The fees are fixed, but the effect is pretty similar to what you describe.

In some jurisdictions you get a discount on the fees if you declare that you are open to licence out your patent. Then everyone can use your invention without having to ask for permission,as long as they pay the license fee.

EDIT: I looked it up, in Germany (§ 23 PatG) the patent office can set the licence fees that others have to pay, so you can't play games by just setting the fee to a trillion euros.

3 comments

> effect is pretty similar to what you describe.

The max yearly fee is $7,400? It can be a lot or absolutely nothing depending on a specific patent.

> In some jurisdictions you get a discount on the fees if you declare that you are open to license out your patent.

Would it really ever be worth the effort just to save a few thousand per year at most?

3,700 if you're a non profit or < 500 employees.

§23 PatG covers the case where the patent owner wants to use a general public licensing scheme offered by the patent office to avoid having to deal with every single licensee.

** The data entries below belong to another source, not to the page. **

PR #560, opened 2022-06-23
crates/build: don't generate TS package if there are validation failures

jgraettinger:
Generating TypeScript types can fail if there are user schema errors.
Only proceed if validation is successful.

Tested manually.

---
This change is [Reviewable](https://reviewable.io/reviews/estuary/flow/560)


psFried (approved):
This looks good to me. Sorry it fell off my radar for review.

Issue #513, opened 2022-06-04
Potential UX improvement for SSH tunnel configuration


willdonnelly:
This is a literal shower thought so I haven't thought it out fully, but it feels like the configuration flow when using SSH tunneling can be significantly improved. The user shouldn't need to pick an arbitrary local port, and they shouldn't need to remember to point the main connector config at `127.0.0.1` and then put the real destination IP/hostname in the SSH forwarding config. The reason this is tricky is because the underlying connector's configuration is treated as a black box, but it seems like it wouldn't be that complicated to make it a bit smarter. A strawman proposal, feel free to nitpick:

- The 'Connector Config Guidelines' should recommend that any connector taking host and port configuration should represent that as a top-level `/address` property with a value like `"host:port"`. This seems desirable in general for consistency across connectors.
- When asked to do actual work (validate/discover/read/etc), the connector proxy examines the connector configuration, and if `/networkTunnel/sshForwarding/{forwardHost,forwardPort,localPort}` are all unset and an `/address` property is present it:
  1. Uses the host:port information from the `/address` field to fill out its `forwardHost` and `forwardPort` information.
  2. Randomly picks a reasonable value for `localPort`.
  3. Replaces `/address` with `"127.0.0.1:<localPort>"` before giving the configuration to the underling connector.
- **[Optional]** When asked for the config spec, the connector proxy could check whether an `/address` property is described in the underlying connector spec. If so, then the 'Forward Host', 'Forward Port', and 'Local Port' properties would be omitted from the SSH Tunnel portion of the config spec. Or alternatively they could just be marked with `advanced: true` I suppose.

I think that the above would suffice, and in my opinion it would make setting up captures/materializations with SSH tunneling much more pleasant.

willdonnelly:
Would it be reasonable to not even offer the SSH Tunnel option for connectors which don't have a `/address` config property? My gut feeling is that connectors either take an arbitrary `host:port` and can use SSH Tunneling, or they're cloud-service connectors for which it wouldn't do anything useful. I could see some cloud service doing source-IP-based access control, but as currently implemented the SSH tunnel wouldn't change that anyway.

willdonnelly:
Also worth noting that the "Host/Port to Address" change to `materialize-postgres` can be done in a backwards-compatible way by adding the `/address` property, removing the host/port properties from the config specification but not the config struct, and a little bit of logic so it'll use whichever mechanism is present. So it should be possible to do this without any breaking changes to existing captures.

[...]

PR #563, opened 2022-06-24
Simplified SSH Forwarding Configuration

willdonnelly:
**Description:**

This is an attempt to implement the mechanism I described in https://github.com/estuary/flow/issues/513, which allows a top-level endpoint config property named `address` to serve as the `forwardHost/forwardPort` values for SSH tunneling (and replaces the `address` property with `127.0.0.1:$RANDOM_LOCAL_PORT` before invoking the connector).

It includes some additional logic which does a similar job when asked for the endpoint config spec, and omits the `forwardHost`, `forwardPort`, and `localPort` properties from the SSH config portion of the resulting schema IFF the main endpoint config schema contains a top-level `address` property.

It should be noted that the new logic is backwards-compatible in two ways:

- First, any existing captures/materializations which explicitly specify `forwardHost` / `forwardPort` / `localPort` should continue to operate as normal. This means that we can choose to migrate existing uses of `source-postgres` and other connectors whenever it's convenient.
- Second, any connectors which do not have a top-level `address` property will continue to provide the "full" version of the SSH config spec, which includes `forwardHost` and friends. This means that we can choose to modify additional connectors (such as `materialize-postgres`) to use the specific `address` configuration whenever it's convenient.

This whole PR still feels really hacky because of the reliance on a specific endpoint property `address`, but I believe it should work well in practice and I couldn't justify using a more complicated mechanism at this time. The main issues are:

1. To opt in to this behavior, connectors will need to be modified. For instance `materialize-postgres` will need to replace its current `host` and `port` properties with `address`, which is itself a potentially-breaking change that needs some care (either keeping things backwards-compatible or pinning-then-upgrading the live materializations) to not break existing uses.
2. There could theoretically be some connectors out there with a top-level `address` property which does not have the expected semantics, and we would do the wrong thing with those. However I have checked and I do not believe any of our current officially supported connectors have this issue, and it's a bit unlikely anyway.

**Workflow steps:**

Configuration for some connectors (currently `source-postgres` and `source-mysql`) will no longer require `forwardHost` and related properties to be specified. Instead the primary `address` field should always describe the target database, and the fact that it's not directly reachable but goes through an SSH bastion host is only represented by the presence of `sshEndpoint` and `privateKey` configuration.

Probably https://docs.estuary.dev/guides/connect-network/, and it looks like https://docs.estuary.dev/reference/Connectors/capture-connectors/PostgreSQL/#amazon-rds directly mentions `forwardHost` so that should be changed too.

---
This change is [Reviewable](https://reviewable.io/reviews/estuary/flow/563)

### DIFF
--- a/crates/connector_proxy/src/libs/network_tunnel.rs
+++ b/crates/connector_proxy/src/libs/network_tunnel.rs
@@ -34,27 +34,21 @@ impl NetworkTunnel {
     // Start the network tunnel. The receiver rx will be dropped to indicate the network tunnel
     // is ready to accept requests.
     async fn start_network_tunnel(
-        config: NetworkTunnelConfig,
+        mut network_tunnel: Box<dyn network_tunnel::networktunnel::NetworkTunnel>,
         rx: Receiver<()>,
-    ) -> Result<(), Error> {
-        let mut network_tunnel = config.new_tunnel();
-        tokio::task::spawn(async move {
-            let result: Result<(), Error> = match network_tunnel.prepare().await {
-                Ok(()) => {
-                    drop(rx);
-                    network_tunnel.start_serve().await.map_err(Into::into)
-                }
-                Err(e) => Err(e.into()),
-            };
-
-            if let Err(ref err) = result {
-                tracing::error!(error=?err, "failed starting network tunnel.");
-                std::process::exit(1);
+    ) {
+        let result: Result<(), Error> = match network_tunnel.prepare().await {
+            Ok(()) => {
+                drop(rx);
+                network_tunnel.start_serve().await.map_err(Into::into)
             }
-        })
-        .await?;
+            Err(e) => Err(e.into()),
+        };
 
-        Ok(())
+        if let Err(ref err) = result {
+            tracing::error!(error=?err, "failed starting network tunnel.");
+            std::process::exit(1);
+        }
     }
 
     pub async fn consume_network_tunnel_config(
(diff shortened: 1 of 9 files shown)


psFried (approved):
I think this looks good.

One question I have is whether it would also make sense to apply this behavior in the presence of separate `host` and `port` properties. There certainly doesn't seem to be any reason why we _couldn't_, though it would add complexity to a feature that we may not be entirely certain about. WDYT?

crates/connector_proxy/src/libs/network_tunnel.rs
```diff
@@ -2,28 +2,58 @@ use crate::errors::Error;
...
+    }
+}
 
 impl NetworkTunnel {
     pub fn extend_endpoint_schema(
         endpoint_spec_schema: Box<RawValue>,
     ) -> Result<Box<RawValue>, Error> {
-        let network_tunnel_schema = create_root_schema::<NetworkTunnelConfig>();
-
+        let network_tunnel_schema = &mut create_root_schema::<NetworkTunnelConfig>();
```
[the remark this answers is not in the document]
willdonnelly: Done, thanks!

psFried:
Thanks for the explanation @willdonnelly , I'm convinced 👍

crates/network-tunnel/src/sshforwarding.rs
```diff
@@ -80,6 +87,13 @@ pub struct SshForwarding {
     process: Option<Child>,
 }
 
+fn split_host_port(hostport: String) -> Option<(String, u16)> {
+    let mut splits = hostport.as_str().splitn(2, ':');
```
mdibaiee, line 91: Should this be `rsplitn`, since we might have username and password in the host? e.g.:

```
mahdi@host.com:8080
```

willdonnelly: Currently none of the connectors for which this logic will trigger support username/password in the `address` field. I'd be open to adding that, but I think it would require some additional code to chop off anything up to an `@` character and then reattach that to the rewritten localhost addres.

PR #566, opened 2022-06-28
Don't use host network by default

psFried:
**Description:**

Changes the default value of the --network argument to flowctl serve
consumer to be empty so that the host network will not be used by
default. This also removes the default from `temp-data-plane`, so
users who use that for running locally may want to pass `--network=host`
in order to connect to services running on localhost.

Using the host network in production would be bad because tasks that use ssh forwarding could end up using conflicting ports. This PR is primarily to address that issue.

**Workflow steps:**

If you run temp-data-plane locally, you'll probably want to add the `--network host` argument. Otherwise, no change.

No user-facing docs changes, since temp-data-plane isn't really a user-facing subcommand anymore.

**Notes for reviewers:** n/a

---
This change is [Reviewable](https://reviewable.io/reviews/estuary/flow/566)

### DIFF
--- a/go/runtime/flow_consumer.go
+++ b/go/runtime/flow_consumer.go
@@ -29,7 +29,7 @@ type FlowConsumerConfig struct {
 	Flow struct {
 		BuildsRoot string `long:"builds-root" required:"true" env:"BUILDS_ROOT" description:"Base URL for fetching Flow catalog builds"`
 		BrokerRoot string `long:"broker-root" required:"true" env:"BROKER_ROOT" default:"/gazette/cluster" description:"Broker Etcd base prefix"`
-		Network    string `long:"network" default:"host" description:"The Docker network that connector containers are given access to."`
+		Network    string `long:"network" description:"The Docker network that connector containers are given access to, defaults to the bridge network"`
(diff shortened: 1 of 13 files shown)


go/runtime/flow_consumer.go
```diff
@@ -29,7 +29,7 @@ type FlowConsumerConfig struct {
 	Flow struct {
 		BuildsRoot string `long:"builds-root" required:"true" env:"BUILDS_ROOT" description:"Base URL for fetching Flow catalog builds"`
 		BrokerRoot string `long:"broker-root" required:"true" env:"BROKER_ROOT" default:"/gazette/cluster" description:"Broker Etcd base prefix"`
-		Network    string `long:"network" default:"host" description:"The Docker network that connector containers are given access to."`
+		Network    string `long:"network" description:"The Docker network that connector containers are given access to, defaults to none"`
```
jgraettinger, line 32: comment is misleading, as "none" means "doesn't have anything but loopback".

Perhaps reword to "defaults to creating a new docker bridge network"?

jgraettinger (approved):

PR #569, opened 2022-07-01
Docs: new parser config for cloud storage

oliviamiannone:
**Description:**

Changes documentation for source-gcs and source-s3 per 
https://github.com/estuary/connectors/pull/276 and https://github.com/estuary/flow/pull/556

Added info on the parser as a section to the connector docs themselves; didn't seem like quite enough info to warrant a separate page.

Config tables and YAML have also been updated.

**Notes for reviewers:**

I noticed a typo in the spec, in the description for `/csv/lineEnding` it's corrected here, but worth fixing at the source. 
* "withe" should be "with"
* Also, the md syntax for italicizing _either_ doesn't output correctly either in the UI or the docs. Might be best to just remove that.

---
This change is [Reviewable](https://reviewable.io/reviews/estuary/flow/569)

### DIFF
--- a/site/docs/reference/Connectors/capture-connectors/amazon-s3.md
+++ b/site/docs/reference/Connectors/capture-connectors/amazon-s3.md
@@ -32,51 +32,6 @@ and informs how the capture will behave in production.
 To capture the entire bucket, omit `prefix` in the endpoint configuration and set `stream` to the name of the bucket.
 :::
 
-### Parsing cloud storage data
-
-Cloud storage platforms like S3 can support a wider variety of file types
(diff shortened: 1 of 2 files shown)


psFried (approved):
I think overall this looks good. I'm a little mixed on having the parser configuration be inline with the rest of the endpoint config, now that I've seen it. The intent with the new parser config is that most users shouldn't need to touch it, since the `Auto` defaults are able to handle a lot of common cases. The UI is presenting the parser config as "advanced" (hidden by default), so maybe it makes sense to try to do the same in the docs? I'll defer to your judgement there, now that I've given my 2 cents.

PR #570, opened 2022-07-05
oauth: add OAuth2Spec to flow protocol

mdibaiee:
**Description:**

- Add OAuth2Spec to flow protocol

**Workflow steps:**

- Capture connectors can now include this field in their `SpecResponse`
- Try `flowctl api spec --image ghcr.io/estuary/source-test:dev` and you should get:
```
{
  "type": "capture",
  "documentationURL": "",
  "endpointSpecSchema": { ... },
  "resourceSpecSchema": { ... },
  "oauth2Spec": {
    "provider": "google",
    "authUrlTemplate": "https://accounts.google.com/o/oauth2/auth?access_type=offline&client_id={{ client_id }}&redirect_uri={{ redirect_uri }}&response_type=code&scope=email&state={{ state }}",
    "accessTokenUrlTemplate": "https://oauth2.googleapis.com/token",
    "accessTokenBody": {
      "grant_type": "authorization_code",
      "client_id": "{{ client_id }}",
      "client_secret": "{{ client_secret }}",
      "redirect_uri": "{{ redirect_uri }}",
      "code": "{{ code }}"
    },
    "accessTokenResponseMap": {
      "refresh_token": "/refresh_token",
      "testing": "/access_token"
    }
  }
}
```

**Notes for reviewers:**

---
This change is [Reviewable](https://reviewable.io/reviews/estuary/flow/570)


go/protocols/flow/flow.proto
```diff
@@ -419,6 +419,85 @@ message MaterializationSpec {
   protocol.JournalSpec recovery_log_template = 6;
 }
 
+// OAuth2Spec describes an OAuth2 provider
+message OAuth2Spec {
+  // Name of the OAuth2 provider
+  string provider = 1;
```
psFried, line 425: nit: Is this just a human-readable display name, or is it used as a machine-readable key at some point in the process? It would be nice to clarify in the comment.

go/protocols/flow/flow.proto
```diff
@@ -419,6 +419,85 @@ message MaterializationSpec {
...
+
+  // The templates below are handlebars templates and have a set of variables
+  // available to them, the variables available everywhere are:
+  // client_id: OAuth2 provider client id
+  // redirect_uri: OAuth2 provider client registered redirect URI
+  //
+  // Variables available in Auth URL request:
+  // state: the state parameter
```
psFried, line 433: Just a question to clarify my understanding: what generates the `state`? It's the UI, right? Are there any guarantees about what's in it, or is it supposed to be treated as an opaque blob at this point?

That one is opt-in by the patent owner.

§24 PatG offers a compulsory licensing scheme, but it requires not only that the would-be licensee made an effort to find an agreement with the licensor, but also that such a compulsory license is in the public interest.

Since the public interest doesn't seem well-defined in PatG, you'd have to check older cases to see how that turns out, but I'm not sure if even "doing so reduces bandwidth use on the internet" is enough: you still have the option of using another codec and compensate the worse compression by going for lower resolution video, for example. 4K video is not a human right ;-)

(and "we hog internet resources" is the last thing Netflix et al want to say out loud anyway: ISPs are eager enough as-is to try to get them to pay up for access to their customers.)

The difference would be that the fee you have to pay is scaled to the value someone else can get from the patent. So if you have a patent which is not valuable to you but is valuable to someone else, then you either have to sell the patent to them or pay a tax based on what value they could get from it.